THE PHYSICAL CONDITIONS, METALLICITY AND METAL ABUNDANCE RATIOS IN A HIGHLY MAGNIFIED GALAXY AT z=3.6252

We present optical and near-IR imaging and spectroscopy of SGAS J105039.6+001730, a strongly lensed galaxy at z = 3.6252 magnified by >30x, and derive its physical properties. We measure a stellar mass of log(M-*/M-circle dot) = 9.5 +/- 0.35, star formation rates from [O II] lambda lambda 3727 and H beta of 55 +/- 25 and 84 +/- 24 M-circle dot yr(-1), respectively, an electron density of n(e) <= 10(3) cm(-2), an electron temperature of T-e <= 14,000 K, and a metallicity of 12 + log(O/H) = 8.3 +/- 0.1. The strong C III] lambda lambda 1907,1909 emission and abundance ratios of C, N, O, and Si are consistent with well-studied starbursts at z similar to 0 with similar metallicities. Strong P Cygni lines and He II lambda 1640 emission indicate a significant population of Wolf-Rayet stars, but synthetic spectra of individual populations of young, hot stars do not reproduce the observed integrated P Cygni absorption features.
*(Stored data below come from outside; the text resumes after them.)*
PR #1586, opened 2016-07-29
Remove the 'image' class from the img tag

cyrusstoller:
I was confused why my test wasn't passing, and then I realized that there was an extra `image` class on the `img` tag.

Thanks for the awesome guide.


acorncom:
To confirm, we're *adding* the image class tag right, not removing it? ;-)

cyrusstoller:
Just moving it, so that it's only on the `a` tag and not on both the `a` and `img` tags

toddjordan:
@cyrusstoller you might need to try this update out in the super-rentals repo https://github.com/emberjs/super-rentals to make sure the CSS is not affected.

soulchainer:
Seems like more people (as me xD) are still getting confused about this #1607. Didn't read this PR on time.

locks:
Fixed by https://github.com/emberjs/guides/pull/1607 I think?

The rest-frame UV spectral features are indicative of a young starburst with high ionization, implying either (1) an ionization parameter significantly higher than suggested by rest-frame optical nebular lines, or (2) differences in one or both of the initial mass function and the properties of ionizing spectra of massive stars. We argue that the observed features are likely the result of a superposition of star forming regions with different physical properties. These results demonstrate the complexity of star formation on scales smaller than individual galaxies, and highlight the importance of systematic effects that result from smearing together the signatures of individual star forming regions within galaxies.